La verdadera singularidad del temporal fue su carácter generalizado, que recogen los boletines meteorológicos de la época, en los que queda patente la excepcional situación meteorológica. Realmente, lo sucedido del 17 al 20 de julio de 1932 fue el clímax de un periodo de precipitaciones abundantes y temperaturas anormalmente bajas e impropias para el verano de un país cálido como España. No resulta difícil vincular el extraño comportamiento de la atmósfera aquellas semanas de 1932 con la colosal erupción del volcán Quizapú, ocurrida tres meses antes, el 10 de abril, en Chile y considerada como una de las más importantes del siglo XX, con impacto directo sobre el clima de la Tierra.

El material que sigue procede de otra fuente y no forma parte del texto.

Issue #130, opened 2026-07-27
Allow downloads to proceed in the background of the nativ setup


Lazarus-931:
Just saw this but users shouldn't need to wait for models to download when first setting up nativ, should be prompted to continue and let download process run in background: 

<img width="860" height="657" alt="Image" src="https://github.com/user-attachments/assets/22fd0ea7-54b5-4b03-a9b2-329b96f20b3d" />

lucasnewman:
Resolved in https://github.com/Blaizzy/nativ/pull/132

PR #132, opened 2026-07-27
Allow setup to continue while model downloads run in the background

Lazarus-931:
When user is setting up nativ, the app does not allow that person to continue while recommended model is downloading, this pr patches that, allows them to continue to nativ.

patches Blaizzy/nativ#130

### DIFF
--- a/Sources/Nativ/Features/Models/HuggingFaceHub.swift
+++ b/Sources/Nativ/Features/Models/HuggingFaceHub.swift
@@ -350,6 +350,35 @@ private struct HuggingFaceHubClient: Sendable {
         return try await page(at: url, token: token)
     }
 
+    func model(id: String, token: String?) async throws -> HuggingFaceModel {
+        var components = URLComponents()
+        components.scheme = "https"
+        components.host = "huggingface.co"
+        components.path = "/api/models/\(id)"
+        components.queryItems = [
+            "downloads", "likes", "pipeline_tag", "library_name", "tags",
+            "private", "gated", "safetensors"
+        ].map { URLQueryItem(name: "expand[]", value: $0) }
+
+        guard let url = components.url else {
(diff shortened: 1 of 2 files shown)


Blaizzy:
Let's take a different approach, lets make the default a small model like LFM because if the model is not finished by the time they finish onboarding it breaks the flow.

Blaizzy:
Lets pick 3-6 small models and make those show up on the list

VLMs and LMs

Lazarus-931:
sounds good, I think we should have a wide variety of options for diff hardware scales, i recommend(from smallest to biggest):

- Qwen3-VL-4B
- Qwen3.5-9B
- Qwen3.6-27B
- GLM-4.7-Flash
- Qwen3-VL-32B
- gpt-oss-120b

Los efectos de la erupción fueron patentes no solo en el continente americano, sino también en el resto del mundo. En Chile, Argentina y Brasil toneladas de ceniza oscurecieron el cielo y sepultaron pueblos y ciudades, para extenderse en las semanas posteriores por diferentes zonas del globo. Ya en julio, la prensa española recoge el testimonio de meteorólogos de la época vinculando las nubes de cenizas suspendidas en la atmósfera con el enfriamiento de aquellas semanas y la situación meteorológica. Probablemente se trató de un nuevo año sin verano, a menor escala, que recordó lo sucedido en 1816 en Europa por el enfriamiento planetario forzado por la erupción, un año antes, del volcán Tambora. Como esta, la del Quizapú de 1932 fue una erupción pliniana y forma parte del grupo de episodios volcánicos con consecuencias directas en el comportamiento del clima terrestre.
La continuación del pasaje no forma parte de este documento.